Mitch’s Blog
Breaking News: Aliens Built the Pyramids
Sunday, August 02, 2020
“Aliens built the pyramids obv”
Ok, you see a lot of this on Twitter. But the source? Some 15 year old conspiracy nerd sitting at his computer in Muskegon? No. Elon Musk.
Yes, that same Elon Musk, someone who has innovated in technology to build creative new cars, space ships, computer programs. Of all the people who know what can be accomplished with enough wealth, power, labor, technical support, and time, it would be him. And Fourth Dynasty pharaohs had way more of all of those elements than Musk can even dream of having.

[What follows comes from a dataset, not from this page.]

PR #1077, opened 2026-08-26
feat(web): the Drive connect button, per source (#1065 gdrive epic P3, front end)

chrisrogers37:
`POST /api/v1/workspaces/{ws}/sources/{source_id}/connect` landed in #1065 with no caller. This calls it.

## The question I settled before building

And, being Elon Musk, his post was liked by half a million people and retweeted 85,000 times since it was posted 2 days ago. Even a 45 second Google search by the lowliest of his Tesla interns would have turned up dozen of legitimate sites that could tell him exactly how the pyramids were built. It took him a day and a half to figure out that we do know a bit about it from the written records of one of the most literate and archived societies of the ancient world. We know from the work of archaeologists like Mark Lehner the size of the labor force, the organization of the work, the methods of cutting and moving stones, injuries sustained, even the names of many of the workers and what they ate for breakfast. After what must have been an intense search, Musk found a decent BBC article that explained all this in simple terms and posted it a day later. That message didn’t get even 1,000 retweets.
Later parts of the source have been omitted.